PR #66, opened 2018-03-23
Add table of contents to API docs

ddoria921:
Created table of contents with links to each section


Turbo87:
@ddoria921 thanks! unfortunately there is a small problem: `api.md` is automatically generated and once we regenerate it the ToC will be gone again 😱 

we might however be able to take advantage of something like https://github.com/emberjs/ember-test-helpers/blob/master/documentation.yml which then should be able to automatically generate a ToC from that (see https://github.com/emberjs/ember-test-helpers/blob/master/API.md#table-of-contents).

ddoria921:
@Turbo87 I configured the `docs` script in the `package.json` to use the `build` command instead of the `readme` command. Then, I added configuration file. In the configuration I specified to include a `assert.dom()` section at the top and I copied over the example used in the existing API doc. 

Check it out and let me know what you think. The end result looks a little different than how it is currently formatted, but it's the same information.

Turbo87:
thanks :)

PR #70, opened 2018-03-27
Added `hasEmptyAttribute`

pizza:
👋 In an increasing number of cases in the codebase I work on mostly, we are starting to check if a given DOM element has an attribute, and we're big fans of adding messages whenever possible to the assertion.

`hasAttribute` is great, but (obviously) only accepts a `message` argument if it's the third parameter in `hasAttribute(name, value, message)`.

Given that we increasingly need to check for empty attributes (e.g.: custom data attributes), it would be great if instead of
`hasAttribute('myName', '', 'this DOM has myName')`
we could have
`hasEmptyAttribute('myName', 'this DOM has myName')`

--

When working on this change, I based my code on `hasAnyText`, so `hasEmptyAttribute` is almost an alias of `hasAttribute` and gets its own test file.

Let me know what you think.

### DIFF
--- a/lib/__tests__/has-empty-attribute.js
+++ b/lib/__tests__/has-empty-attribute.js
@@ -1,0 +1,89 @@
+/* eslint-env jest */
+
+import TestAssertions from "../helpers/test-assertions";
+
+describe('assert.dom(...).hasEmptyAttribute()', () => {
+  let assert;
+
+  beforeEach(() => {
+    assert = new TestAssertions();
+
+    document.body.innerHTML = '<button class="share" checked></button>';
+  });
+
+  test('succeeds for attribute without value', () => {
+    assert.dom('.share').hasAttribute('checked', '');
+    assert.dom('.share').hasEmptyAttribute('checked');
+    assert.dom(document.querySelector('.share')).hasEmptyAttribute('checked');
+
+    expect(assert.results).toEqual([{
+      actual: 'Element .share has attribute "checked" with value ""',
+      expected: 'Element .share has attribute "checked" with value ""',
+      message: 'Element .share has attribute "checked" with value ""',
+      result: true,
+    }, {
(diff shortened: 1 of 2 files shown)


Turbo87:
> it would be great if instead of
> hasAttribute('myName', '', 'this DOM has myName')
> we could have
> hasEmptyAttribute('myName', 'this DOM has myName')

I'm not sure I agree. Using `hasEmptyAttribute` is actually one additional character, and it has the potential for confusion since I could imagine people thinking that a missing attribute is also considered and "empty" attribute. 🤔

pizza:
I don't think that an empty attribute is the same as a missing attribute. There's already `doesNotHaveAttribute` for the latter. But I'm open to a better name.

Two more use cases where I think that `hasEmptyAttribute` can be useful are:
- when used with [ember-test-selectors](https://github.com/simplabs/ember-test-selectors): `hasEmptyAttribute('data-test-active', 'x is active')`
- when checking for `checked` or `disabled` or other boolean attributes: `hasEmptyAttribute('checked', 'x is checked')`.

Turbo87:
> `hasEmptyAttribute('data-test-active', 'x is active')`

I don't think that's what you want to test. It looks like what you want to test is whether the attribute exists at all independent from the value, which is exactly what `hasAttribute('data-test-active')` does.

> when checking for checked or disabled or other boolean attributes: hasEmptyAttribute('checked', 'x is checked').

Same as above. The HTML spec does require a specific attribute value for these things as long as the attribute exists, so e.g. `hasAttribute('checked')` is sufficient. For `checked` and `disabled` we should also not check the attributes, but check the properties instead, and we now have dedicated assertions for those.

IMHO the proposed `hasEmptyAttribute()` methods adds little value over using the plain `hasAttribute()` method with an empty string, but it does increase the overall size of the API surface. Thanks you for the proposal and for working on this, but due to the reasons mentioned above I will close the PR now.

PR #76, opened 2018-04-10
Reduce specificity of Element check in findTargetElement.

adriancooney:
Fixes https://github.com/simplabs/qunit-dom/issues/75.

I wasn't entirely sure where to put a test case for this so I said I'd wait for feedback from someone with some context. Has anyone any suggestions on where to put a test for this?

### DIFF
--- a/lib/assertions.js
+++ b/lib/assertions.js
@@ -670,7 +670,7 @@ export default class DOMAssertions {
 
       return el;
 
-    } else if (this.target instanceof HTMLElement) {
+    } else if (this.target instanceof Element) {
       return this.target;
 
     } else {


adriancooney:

» **EXERCISE BRIEF**:
Once a line of the records is found to contain "docs", copy it out.

» **EXERCISE RESPONSE**:
Add table of contents to API docs
@Turbo87 I configured the `docs` script in the `package.json` to use the `build` command instead of the `readme` command. Then, I added configuration file. In the configuration I specified to include a `assert.dom()` section at the top and I copied over the example used in the existing API doc. 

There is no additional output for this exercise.